**Exercise prompt**
Count the lines in the data below where the string "switch" occurs, please, and give the number alone.

**Records from a data source**
BEGIN
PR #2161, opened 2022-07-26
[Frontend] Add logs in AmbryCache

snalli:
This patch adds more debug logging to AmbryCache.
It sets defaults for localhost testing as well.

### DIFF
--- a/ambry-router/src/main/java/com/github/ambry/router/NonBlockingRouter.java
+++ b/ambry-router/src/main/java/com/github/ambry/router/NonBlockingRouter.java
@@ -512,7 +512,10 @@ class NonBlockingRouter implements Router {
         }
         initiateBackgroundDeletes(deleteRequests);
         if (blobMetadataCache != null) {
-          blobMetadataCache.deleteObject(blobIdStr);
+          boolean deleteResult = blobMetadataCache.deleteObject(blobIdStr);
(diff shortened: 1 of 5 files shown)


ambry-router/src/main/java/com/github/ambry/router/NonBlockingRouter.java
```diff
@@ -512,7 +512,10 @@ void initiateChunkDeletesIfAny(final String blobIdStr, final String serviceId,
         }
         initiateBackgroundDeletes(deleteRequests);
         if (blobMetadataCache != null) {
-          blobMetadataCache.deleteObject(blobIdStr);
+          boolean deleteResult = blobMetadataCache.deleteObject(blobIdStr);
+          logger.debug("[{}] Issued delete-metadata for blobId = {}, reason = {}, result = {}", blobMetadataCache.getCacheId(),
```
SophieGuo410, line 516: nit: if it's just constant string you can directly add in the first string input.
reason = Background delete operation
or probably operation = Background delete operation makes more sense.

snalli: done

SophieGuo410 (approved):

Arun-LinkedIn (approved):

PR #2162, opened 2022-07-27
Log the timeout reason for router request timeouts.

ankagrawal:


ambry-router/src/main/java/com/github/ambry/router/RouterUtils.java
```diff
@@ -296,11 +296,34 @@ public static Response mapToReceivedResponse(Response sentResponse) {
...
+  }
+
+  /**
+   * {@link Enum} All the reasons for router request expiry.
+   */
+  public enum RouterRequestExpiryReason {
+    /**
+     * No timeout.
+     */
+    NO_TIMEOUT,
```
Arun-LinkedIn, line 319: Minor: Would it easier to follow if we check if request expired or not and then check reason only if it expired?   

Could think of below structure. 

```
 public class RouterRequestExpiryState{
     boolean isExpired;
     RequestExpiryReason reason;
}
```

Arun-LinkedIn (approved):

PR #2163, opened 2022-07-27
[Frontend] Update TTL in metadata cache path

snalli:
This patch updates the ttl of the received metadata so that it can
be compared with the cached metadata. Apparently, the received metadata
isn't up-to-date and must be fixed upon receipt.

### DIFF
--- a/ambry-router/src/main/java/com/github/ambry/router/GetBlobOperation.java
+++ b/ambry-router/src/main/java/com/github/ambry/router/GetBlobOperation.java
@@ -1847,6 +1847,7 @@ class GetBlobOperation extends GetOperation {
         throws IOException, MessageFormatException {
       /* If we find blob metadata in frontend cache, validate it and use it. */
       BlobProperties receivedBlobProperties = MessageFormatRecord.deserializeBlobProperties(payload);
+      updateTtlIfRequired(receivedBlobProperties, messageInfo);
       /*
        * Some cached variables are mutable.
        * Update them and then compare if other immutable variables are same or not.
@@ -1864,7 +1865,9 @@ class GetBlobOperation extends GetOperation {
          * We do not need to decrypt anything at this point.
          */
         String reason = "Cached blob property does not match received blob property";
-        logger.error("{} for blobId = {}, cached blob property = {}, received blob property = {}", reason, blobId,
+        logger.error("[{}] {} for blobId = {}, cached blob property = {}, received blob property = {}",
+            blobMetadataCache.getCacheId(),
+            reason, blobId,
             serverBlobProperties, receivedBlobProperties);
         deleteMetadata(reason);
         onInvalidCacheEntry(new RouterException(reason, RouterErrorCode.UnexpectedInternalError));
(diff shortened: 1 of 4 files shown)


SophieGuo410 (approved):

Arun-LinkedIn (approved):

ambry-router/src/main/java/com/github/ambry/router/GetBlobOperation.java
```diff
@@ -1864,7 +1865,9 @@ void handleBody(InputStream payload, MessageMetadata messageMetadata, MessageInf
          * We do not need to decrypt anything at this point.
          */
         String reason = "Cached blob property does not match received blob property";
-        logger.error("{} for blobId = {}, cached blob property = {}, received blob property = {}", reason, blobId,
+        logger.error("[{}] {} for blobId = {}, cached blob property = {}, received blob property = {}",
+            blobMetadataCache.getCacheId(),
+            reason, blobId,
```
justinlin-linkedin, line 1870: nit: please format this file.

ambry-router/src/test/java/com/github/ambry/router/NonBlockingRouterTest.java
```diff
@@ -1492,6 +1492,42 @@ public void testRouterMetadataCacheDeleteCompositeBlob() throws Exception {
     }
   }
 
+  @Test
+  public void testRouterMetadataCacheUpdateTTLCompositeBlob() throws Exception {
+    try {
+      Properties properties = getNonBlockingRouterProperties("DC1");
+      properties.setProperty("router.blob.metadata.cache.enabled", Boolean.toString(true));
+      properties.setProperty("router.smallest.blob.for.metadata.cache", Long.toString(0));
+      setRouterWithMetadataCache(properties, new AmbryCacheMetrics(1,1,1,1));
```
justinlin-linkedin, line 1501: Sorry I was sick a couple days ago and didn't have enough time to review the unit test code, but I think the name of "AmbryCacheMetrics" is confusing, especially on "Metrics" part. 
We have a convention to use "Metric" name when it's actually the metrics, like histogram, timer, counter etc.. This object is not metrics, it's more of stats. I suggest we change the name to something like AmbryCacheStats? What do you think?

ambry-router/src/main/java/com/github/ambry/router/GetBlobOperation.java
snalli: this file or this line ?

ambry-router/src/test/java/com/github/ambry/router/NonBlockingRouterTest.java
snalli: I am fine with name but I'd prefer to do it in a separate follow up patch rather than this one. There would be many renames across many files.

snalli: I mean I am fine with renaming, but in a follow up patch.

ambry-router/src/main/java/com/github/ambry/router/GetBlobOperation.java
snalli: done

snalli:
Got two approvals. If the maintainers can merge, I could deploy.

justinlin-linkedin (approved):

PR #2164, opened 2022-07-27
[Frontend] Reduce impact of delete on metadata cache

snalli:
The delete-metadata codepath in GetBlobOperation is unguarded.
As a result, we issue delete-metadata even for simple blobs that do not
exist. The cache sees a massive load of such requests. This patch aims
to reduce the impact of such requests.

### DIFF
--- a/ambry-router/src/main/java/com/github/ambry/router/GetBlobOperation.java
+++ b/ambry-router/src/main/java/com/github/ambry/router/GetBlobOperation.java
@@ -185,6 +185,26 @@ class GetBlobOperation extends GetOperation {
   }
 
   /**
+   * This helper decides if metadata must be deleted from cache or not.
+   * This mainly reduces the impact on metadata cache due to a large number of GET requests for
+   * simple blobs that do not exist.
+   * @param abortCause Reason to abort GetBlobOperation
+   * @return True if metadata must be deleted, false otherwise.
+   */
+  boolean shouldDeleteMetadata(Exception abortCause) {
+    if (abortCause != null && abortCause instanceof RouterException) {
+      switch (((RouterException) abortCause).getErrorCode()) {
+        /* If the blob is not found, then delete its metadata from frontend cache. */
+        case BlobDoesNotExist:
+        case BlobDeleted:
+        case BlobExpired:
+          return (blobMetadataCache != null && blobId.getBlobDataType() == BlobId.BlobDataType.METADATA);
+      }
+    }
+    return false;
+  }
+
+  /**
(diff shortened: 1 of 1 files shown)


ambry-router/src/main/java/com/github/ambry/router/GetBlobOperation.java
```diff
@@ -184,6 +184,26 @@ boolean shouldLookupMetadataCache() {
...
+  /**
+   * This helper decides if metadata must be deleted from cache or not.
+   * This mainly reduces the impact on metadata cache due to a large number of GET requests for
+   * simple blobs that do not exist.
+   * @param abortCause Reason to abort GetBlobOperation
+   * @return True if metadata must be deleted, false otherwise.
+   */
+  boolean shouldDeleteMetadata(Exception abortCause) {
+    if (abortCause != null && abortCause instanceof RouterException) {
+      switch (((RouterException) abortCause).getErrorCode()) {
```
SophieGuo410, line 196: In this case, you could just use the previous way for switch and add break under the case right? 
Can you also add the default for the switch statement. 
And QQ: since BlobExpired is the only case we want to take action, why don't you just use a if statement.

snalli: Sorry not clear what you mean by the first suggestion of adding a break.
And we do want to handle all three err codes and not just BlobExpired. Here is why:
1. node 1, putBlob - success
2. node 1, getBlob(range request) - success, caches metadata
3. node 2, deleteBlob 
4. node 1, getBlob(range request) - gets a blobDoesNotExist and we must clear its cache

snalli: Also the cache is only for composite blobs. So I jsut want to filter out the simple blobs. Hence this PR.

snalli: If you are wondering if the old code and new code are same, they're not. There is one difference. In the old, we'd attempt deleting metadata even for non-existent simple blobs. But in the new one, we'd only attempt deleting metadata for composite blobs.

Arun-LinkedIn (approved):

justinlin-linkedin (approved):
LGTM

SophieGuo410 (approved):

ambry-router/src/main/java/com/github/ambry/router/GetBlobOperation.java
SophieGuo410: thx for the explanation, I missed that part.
END
**Task response**
4